Since the year-end they have made a second submission to the EPA to extend Duo’s product claims as an intermediate level disinfectant and they are well advanced in generating the data for their first submission for a 510 approval from the FDA.  This is also for Duo and will position the product as a high level disinfectant.  They have a partnership with Parker labs which means they have put in place manufacturing capability and a national distribution network.  They have granted Parker marketing rights for Duo’s use in ultrasound where they are the market leader in the US for ultrasound conductive gels, the contract is royalty-based.

A further investment of £120K was made in MobileODT, the Israeli diagnostic tool business that the group has a 3% stake in. They have expanded their commercial collaboration with the business to include a version of their Duo product labelled for use with their mobile colposcope.  After the year-end, the group have also become MODT’s distributor for EVA in the UK, Australia and New Zealand.

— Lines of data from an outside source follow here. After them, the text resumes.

PR #29043, opened 2024-09-20
Add consul-k8s, go-discovery

wlynch:
Testing looks like its better suited for a full k8s environment, so holding off on more detailed functional tests here.

Also includes go-discovery, [which is a runtime dependency of consul-k8s](https://github.com/hashicorp/consul-k8s/blob/0c3745134cbb81198758c442b8d80d61bb351bed/control-plane/Dockerfile#L58). go-discovery is unversioned upstream.

Related: https://github.com/chainguard-dev/image-requests/issues/4271

#### For new package PRs only

Not eol.date, but looks like multiple version streams supported: 1.1 - 1.5

#### For new version streams

### DIFF
--- a/consul-k8s.yaml
+++ b/consul-k8s.yaml
@@ -1,0 +1,57 @@
+package:
+  name: consul-k8s
+  version: 1.5.3
+  epoch: 0
+  description: The consul-k8s includes first-class integrations between Consul and Kubernetes.
+  copyright:
+    - license: MPL-2.0
+  dependencies:
+    runtime:
+      - go-discover
+
+pipeline:
+  - uses: git-checkout
+    with:
+      repository: https://github.com/hashicorp/consul-k8s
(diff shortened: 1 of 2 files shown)


shimmerjs (dismissed):

jamonation (dismissed):

consul-k8s.yaml
```diff
@@ -0,0 +1,61 @@
...
+      - uses: go/build
+        with:
+          modroot: ./cli
+          output: consul-k8s
+          packages: .
+    test:
+      environment:
+        contents:
+          packages:
+            - go
```
Dentrax, line 44: I think we should not to add `go` to runtime deps, is this required?

wlynch: Good catch. Removed.

jamonation (approved):

PR #29044, opened 2024-09-20
openssf-compiler-options: give up on warnings

xnox:
Turning on warnings causes build failures for no extra gain.

The packages that fail, are the ones that actually already turn on
lots of warnings, and cruitially also turn on Werror. Adding more
warnings (Wall, Wconversion, Wimplicit-fallthrough, Whardened) ends up
causing failures for things that upstream do not monitor yet, or chose
not to monitor.

This is preventing mass enabling the rest of the hardening flags, that
do not fail the builds and genuinely improve binary hardening.

Also build logs are huge as genuinly it seems like everything trips up
Wconversion and Wsign-compare.

Remove addition of any new warnings.


smoser (approved):
this is fine.
We need to follow on to this and drop the places where (mostly me) added CFLAGS or other ways added -Wno-error-<thing> to avoid failure.

PR #29150, opened 2024-09-22
add a series of pkg-config tests for dev libraries

dustinkirkland:
Here's another batch of automatically generated tests.

These all test `pkg-config --modversion` on dev libraries.  This patch affects ~80 library packages, adding roughly the same number of tests.  Note that I did `make test/*` on every one of these and they do in fact pass here locally.


dustinkirkland:
Note that I can also add pkg-config --libs as well as --modversion, if that's at all helpful?

dustinkirkland:
One thing super interesting about this, is the list of lib*.yaml files that are not represented here...  My script exposes a bunch of lib*-dev packages that don't seem to ship a .pc file, and thus the pkg-config commands fail.  Perhaps we should look more into those?

dustinkirkland:
Hmm, FYI, I may be changing this over to a pipeline instead.  Please hold off on reviewing/merging.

The group have advised their continental customers to increase their stockholdings over the coming months in preparation for possible disruption to the supply chain.  Based on available advice they believe that they will be able to CE mark their disinfectants and sell them in Europe irrespective of the outcome of the Brexit negotiation.  The only certainty is that they will experience turbulence this year and their normally predictable pattern of trade will be disrupted to some extent.  Notwithstanding this near-term uncertainty the outlook for the group remains positive. 

At the current share price the shares are trading on a PE ratio of 34.8, falling to 25 on next year’s forecast.  After a 13.6% increase in the dividend, the shares are yielding 1.8% which increases to 2.1% on next year’s forecast.  At the year-end the group had a net cash position of £6.7M.

On the 19th November the group announced the acquisition of European distributors Ecomed in Belgium, France and the Netherlands.  The business is the group’s exclusive distributors and Benelux and France and is both cash generative and profitable.  Of their €3.1M of sales, €2.5M were Tristel products and in the first half of this year they generated an EBITDA of €570K.  The board expect the acquisition to contribute earnings of at least £250K this year and in subsequent years to be materially earnings enhancing.  The office and logistics hub in Antwerp will be beneficial post-Brexit.

A consideration of €5M is to be paid upon completion, of which €3.4M is payable in cash and €1.6M from the issue of 573,860 new shares.  Additional deferred consideration of up to €1.8M may be paid before July 2019 based on audited EBITDA in 2018 exceeding €840K and sales growth of 15% being achieved in 2019.  France in particular is an underdeveloped market for the group with sales there only a fraction of those in Germany.

On the 11th December the group released a trading update.  They expect pre-tax profit (excl. share based payments) for the first half to be no less than £2.2M compared to £2M last year.  This figure takes account of the transaction costs arising from the Ecomed acquisition with the period only including one month’s full profit contribution from them.  The integration of these new businesses is progressing well.  Overall the group is performing in line with management expectations and the US regulatory approvals project is progressing as planned.

Overall then this has been a decent year for the group.  Profits did decline but this was due to a higher deferred tax charge and pre-tax profits saw a modest rise despite rising costs.  Net assets improved and the operating cash flow increased with a decent amount of free cash being generated.  The US applications seem to be progressing well but there is real uncertainty on the horizon in the form of Brexit.  The first half of the coming year has started well but the shares are highly priced with a forward PE of 25 and yield of 2.1%.  Tricky one this but I still think the shares are on the expensive side.